Après avoir fui Saint Germain l’Auxerrois, presque par miracle, il n’avait pas voulu retourner chez lui, craignant d’y être attendu. La maison d’Olympe à Auteuil lui était apparue comme un refuge évident, d’autant que les deux heures de trajet lui laissaient tout le loisir de voir s’il était suivi ou non. Ce n’était pas le cas. Pendant tout ce temps, il n’avait pas réussi à démêler ses sentiments. Avait-il fait ce qu’on attendait de lui ? N’avait-il pas été trop loin ? Certes, il s’était sorti du guêpier, mais pour combien de temps ?…

On avait fait connaissance de Victor Dauterive dans “L’Affaire des corps sans tête” (2015), polar historique doté d’une belle intrigue criminelle. Cette deuxième aventure est dans le même esprit que la première, nous plongeant au cœur de cette époque où la Révolution balbutie encore. Si Danton, Robespierre et d’autres ténors gagnent de l’influence, c’est du côté de l’aristocratie que l’on espère chambouler l’avenir de la France. Sans doute tout le monde connaît-il “Les liaisons dangereuses”, mais on s’aperçoit ici que son auteur put jouer un rôle fort trouble en faveur de son maître, le Duc d’Orléans. Quant à l’agitateur Garat, Jean-Christophe Portes nous dit qu’il s’est inspiré d’un personnage ayant existé. C’est quelqu’un d’ambigu, d’une fourberie manipulatrice, jusqu’au-boutiste dans ses actes, peut-être sincère sur d’autres points. Oui, on imagine volontiers des gens comme lui au centre de périodes incertaines.

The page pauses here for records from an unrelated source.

PR #3078, opened 2017-02-23
Squish alternative_path in PublishingApiGoneWorker

bevanloon:
Trailing spaces in `alternative_urls` are being sent to the publishing api. These are stored verbatim in the content store (with trailing spaces).

Sync checks subsequently fail because, although the sync checker strips off trailing spaces from the data returned from whitehall's database, it does not strip off spaces in alternative_urls brought back from the content store.

Fix the problem by squishing the data before we send it to the publishing api.

[Trello](https://trello.com/c/DgBRDuIK)

### DIFF
--- a/app/workers/publishing_api_gone_worker.rb
+++ b/app/workers/publishing_api_gone_worker.rb
@@ -5,9 +5,11 @@ class PublishingApiGoneWorker < PublishingApiWorker
         .new.govspeak_to_html(explanation)
     end
 
+    alternative_path_with_no_trailing_space = alternative_path.rstrip if alternative_path
+
     Whitehall.publishing_api_v2_client.unpublish(
       content_id,
-      alternative_path: alternative_path,
+      alternative_path: alternative_path_with_no_trailing_space,
       explanation: rendered_explanation,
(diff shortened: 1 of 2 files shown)


app/workers/publishing_api_gone_worker.rb
```diff
@@ -5,6 +5,8 @@ def perform(content_id, alternative_path, explanation, locale, allow_draft = fal
         .new.govspeak_to_html(explanation)
     end
 
+    alternative_path.squish! if alternative_path
```
gpeng: It probably won't cause any issues in this instance but using the `squish!` here is going to mutate the argument that has been passed in outside of the scope of this class. I think it would be 'better form' to not do that.

bevanloon: Have changed the implementation in c7b0f842c7185ab007b4bd6f5a8c2b68bb80b4ae

I decided to use `rstrip` at the same time instead of the original `squish` just to explicitly remove only the trailing whitespace, rather than the blanket removal and normalisation of whitespace that `squish` does.

PR #3082, opened 2017-02-24
Update slimmer to 10.1.3

thomasleese:


tijmenb:
You can also remove https://github.com/alphagov/whitehall/blob/19cd7d72de32454d532c195f35b027fa1b3ba6ac/config/environments/production.rb#L101, that doesn't do anything anymore.

PR #3083, opened 2017-02-24
[DO NOT MERGE] Fix other migrated formats

mgrassotti:
https://trello.com/c/PX2ouzoX/597-check-migrated-routes

Some pages still reference to`whitehall-frontend` in the router. This should not happen for migrated formats, so we are going to republish
them.

HtmlAttachments and Collections were already fixed in other PRs.


gpeng:
Does this actually fix them? All of these documents have already been republished without the routes being updated.

mgrassotti:
It should be together with https://github.com/alphagov/router-api/pull/100, but yes I still have to test it in integration.

mgrassotti:
not needed as the routes still on whitehall-frontend result draft or withdrawn

PR #3091, opened 2017-02-28
Remove related_policies links check for Speeches

steventux:

`PublishingApi::SpeechPresenter` doesn't present `related_policies` links as these
are keyed as `policies` so don't check for them.


steventux:
Apparently this is the opposite of true. Closing.

PR #3243, opened 2017-05-24
Enable B variant for world locations A/B test

rubenarakelyan:
This commit adds support for displaying the B variant of worldwide locations based on the content `worldwide_publishing_taxonomy_ab_test_content.yml`.

Trello: https://trello.com/c/IcRVNu4D/132-change-the-worldwide-location-index-controller-to-work-with-the-a-b-test

### DIFF
--- a/app/controllers/world_locations_controller.rb
+++ b/app/controllers/world_locations_controller.rb
@@ -1,3 +1,5 @@
+require 'yaml'
+
 class WorldLocationsController < PublicFacingController
   enable_request_formats index: [:json], show: [:atom, :json]
   before_action :load_world_location, only: :show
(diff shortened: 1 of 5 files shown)


app/controllers/world_locations_controller.rb
```diff
@@ -28,6 +30,23 @@ def show
         set_meta_description("What the UK government is doing in #{@world_location.name}.")
         set_slimmer_world_locations_header([@world_location])
         set_slimmer_organisations_header(@world_location.worldwide_organisations_with_sponsoring_organisations)
+        # Display the "B" variant of this page for users in the "B" bucket
+        ab_test = GovukAbTesting::AbTest.new("WorldwidePublishingTaxonomy", dimension: 45)
+        @requested_variant = ab_test.requested_variant(request.headers)
+        @requested_variant.configure_response(response)
+        if @requested_variant.variant_b?
+          parent_taxon = {
```
davidbasalla: We could move `parent_taxon` and `accordion_content` into private methods? Might declutter this controller action a bit?

rubenarakelyan: Indeed, done

app/controllers/world_locations_controller.rb
```diff
@@ -44,4 +56,15 @@ def load_world_location
...
 
+  def parent_taxon
+    {
+      title: @world_location.title,
+      description: "Accessing UK services from #{@world_location.name}, advice for travelling to the UK, and help with trading between the UK and #{@world_location.name}."
+    }
+  end
+
+  def accordion_content
+    YAML.load_file(Rails.root + "config/worldwide_publishing_taxonomy_ab_test_content.yml")[@world_location.slug]
```
davidbasalla: I think this could be memoized, since we're calling it twice in the controller method

rubenarakelyan: Nice - done!

PR #3247, opened 2017-05-25
Redirect B bucket worldwide organisation pages

gpeng:
As part of the worldwide taxonomy A/B we no longer want visitors assigned to the 'B' group to use the worldwide organisation pages for the countries under test.

This PR redirects 'B' group members to an appropriate world location URL where they will be served the new taxon page under test. In most cases this is the `WorldLocation` that is associated with the requested organisation. In a small number of cases the organisation is related to more than one location so these are hard coded to redirect to the correct location for the test.

[Trello](https://trello.com/c/6mugcukv/159-redirect-users-in-the-b-bucket-of-the-a-b-test-who-land-on-worldwide-organisation-pages)

### DIFF
--- a/app/controllers/worldwide_organisations_controller.rb
+++ b/app/controllers/worldwide_organisations_controller.rb
@@ -6,6 +6,7 @@ class WorldwideOrganisationsController < PublicFacingController
   respond_to :html, :json
 
   def show
+    redirect_if_required_for_ab_test
     respond_to do |format|
       format.html do
         set_expiry 5.minutes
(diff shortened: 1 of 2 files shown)


gpeng:
They should do... I'll add an explicit test though.

davidbasalla:
So for countries that are not in the test, what will happen to them in the B bucket? Looks like they will also get redirected?

davidbasalla:
For WorldLocations and WorldLocationNews (the bit I'm working on), we keep the old ('A' bucket) behaviour for non-english locales. Wondering if that would be relevant for this as well...

davidbasalla:
It might be worth adding another test to check that organisations belonging to countries in the B bucket that are _not_ part of the approved list don't get redirected

gpeng:
@davidbasalla I've addressed your comments and rebased into more logical commits.

davidbasalla:
LGTM!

Sous la houlette du marquis de La Fayette, Victor Dauterive s’implique dans les arcanes de la vie politique secrète d’alors. Il a davantage de maturité, le contact d’une personnalité telle qu’Olympe de Gouges lui était bénéfique. Généreux, il le sera avec Victor-Joseph Turpin, gamin estropié figurant parmi les nombreux enfants sans famille de Paris. Plutôt contemplatif de nature, le sous-lieutenant Victor doit faire preuve d’intrépidité et parfois d’astuce pour arriver à ses fins. Il lui faut louvoyer dans un contexte plein d’incertitudes, deux ans après le début de la Révolution. Si l’Histoire a fait un bond, rien n’est installé. Et la mort plane, autant au niveau des dirigeants que sur le peuple. Ambiance délétère, qui est restituée avec crédibilité par l’auteur, parfaitement documenté. Une immersion dans le passé très réussie.